Start of Data supplied
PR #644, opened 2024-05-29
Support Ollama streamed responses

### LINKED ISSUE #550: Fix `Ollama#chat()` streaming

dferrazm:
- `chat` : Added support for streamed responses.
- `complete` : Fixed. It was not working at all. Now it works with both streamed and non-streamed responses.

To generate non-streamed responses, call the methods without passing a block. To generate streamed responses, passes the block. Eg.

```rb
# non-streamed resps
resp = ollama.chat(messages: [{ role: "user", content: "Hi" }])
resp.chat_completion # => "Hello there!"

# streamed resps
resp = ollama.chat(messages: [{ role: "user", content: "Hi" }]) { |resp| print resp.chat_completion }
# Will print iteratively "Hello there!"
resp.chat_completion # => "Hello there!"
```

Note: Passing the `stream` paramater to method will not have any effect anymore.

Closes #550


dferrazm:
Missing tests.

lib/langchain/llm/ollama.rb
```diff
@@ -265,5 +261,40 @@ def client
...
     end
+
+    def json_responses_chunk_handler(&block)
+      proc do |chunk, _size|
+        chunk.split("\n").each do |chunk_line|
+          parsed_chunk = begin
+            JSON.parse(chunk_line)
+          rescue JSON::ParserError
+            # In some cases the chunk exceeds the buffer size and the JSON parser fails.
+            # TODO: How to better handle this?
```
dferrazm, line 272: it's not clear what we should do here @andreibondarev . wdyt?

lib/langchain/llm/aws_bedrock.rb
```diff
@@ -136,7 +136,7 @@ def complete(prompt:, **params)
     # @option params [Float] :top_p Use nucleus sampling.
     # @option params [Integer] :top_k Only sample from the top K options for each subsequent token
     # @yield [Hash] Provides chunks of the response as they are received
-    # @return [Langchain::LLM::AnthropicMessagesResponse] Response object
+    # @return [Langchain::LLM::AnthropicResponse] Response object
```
End of Data supplied
• _Your assignment_
Print the first line of the records above and each line after it, exactly, through the line with "and non-streamed responses.".

• _Reply_
PR #644, opened 2024-05-29
Support Ollama streamed responses

### LINKED ISSUE #550: Fix `Ollama#chat()` streaming

dferrazm:
- `chat` : Added support for streamed responses.
- `complete` : Fixed. It was not working at all. Now it works with both streamed and non-streamed responses.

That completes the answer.